I think that there is an excellent point here that "Incentives matter".

Welfare is currently designed such that married couples or even co-habitating couples are punished and given less resources to succeed. Its unclear if that was an intentional attack on the black family unit or just an unfortunate consequence but the destruction of the poor black family is one of the main consequences of that policy. This could be easily fixed by removing the marriage penalty from all government programs and actually proving a small incentive for two people to stay toughener and raise a child.

Just like incentives matter in welfare the do so in schools as well.

There is no Incentive for good teachers to teach at poor schools, and no incentive for good students to go to said poor schools so anyone that can just gets out and goes somewhere better. Because of this, schools naturally segregate. If no effort is taken to integrate them over time schools will segregate into rich schools and poor schools which also tends to mean white/asian schools vs black/Hispanic schools due to how wealth is distributed demographicaly in the US. Its a self reinforcing loop where if a school is on an upward or downward trend it will continue on that trend until it either levels off at the top or sinks to the bottom.

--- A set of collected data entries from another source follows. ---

PR #6934, opened 2024-12-10
[lexical-playground] Refactor: editor styles should in PlaygroundEditorTheme.css

umaranis:
## Description

All editor styles are defined are defined in `PlaygroundEditorTheme.css` but two that are in `index.css`. This PR moves the two styles to their right place.


ivailop7 (commented):
You should include the animation as well.

umaranis:
@ivailop7 , shouldn't have missed that. Thanks for pointing out.

CursorBlink animation is included now.

etrepum (approved):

user-inactivated  ·  2510 days ago  ·  link  ·  

Your point makes sense in regard to welfare, although to be honest I don't really know anything about it so take my agreement for what it's worth.

I agree school segregation is a self reinforcing loop, because school segregation is both a cause and an effect of income inequality (via geographic segregation). But we could short that circuit if there were the political will to put resources into creating incentives for local governments (it's very expensive), teachers and parents. In the FY2017 Obama budget proposal, there was originally a $120 million grant program for integration, which was eventually reduced by 90% to $12 million. Now Devos might cut that in the name of "school choice" -- a dog whistle for de facto segregation.

On the other hand, if we choose to follow political decisions (in this case, politically motivated legal decisions) like Miliken v Bradley and allow de facto segregation in schools, then we will never be able to have the equality of opportunity that would narrow the income and achievement gaps across races and prevent auto-segregation.

Another thing to consider is why we can't appreciate the inherit incentives of school integration: It appears to do a whole lot of good for a lot of kids. Integration leads to higher achievement in several subjects, especially for black students. Based on the research I've seen, there is little to no effect on white students' performance. I don't know of any other pro-equality public policies that minimizes loses as much as integration does. As for the big picture, the potential knock-on effects of reducing systemic inequality should provide a lot of long-term incentive for white communities to embrace integration. It's not a panacea, but there are a lot of reasons to be (cautiously) optimistic about school integration.

I think one, maybe not the only but at least one, reason we don't think about the inherit incentives of integration is that racism makes supporting integration politically toxic. Both white and black communities were widely opposed to integration in the 70s, and white families fought particularly hard to keep black students out of white schools. After that, white flight kicked in to avoid having to send white kids to predominately black schools.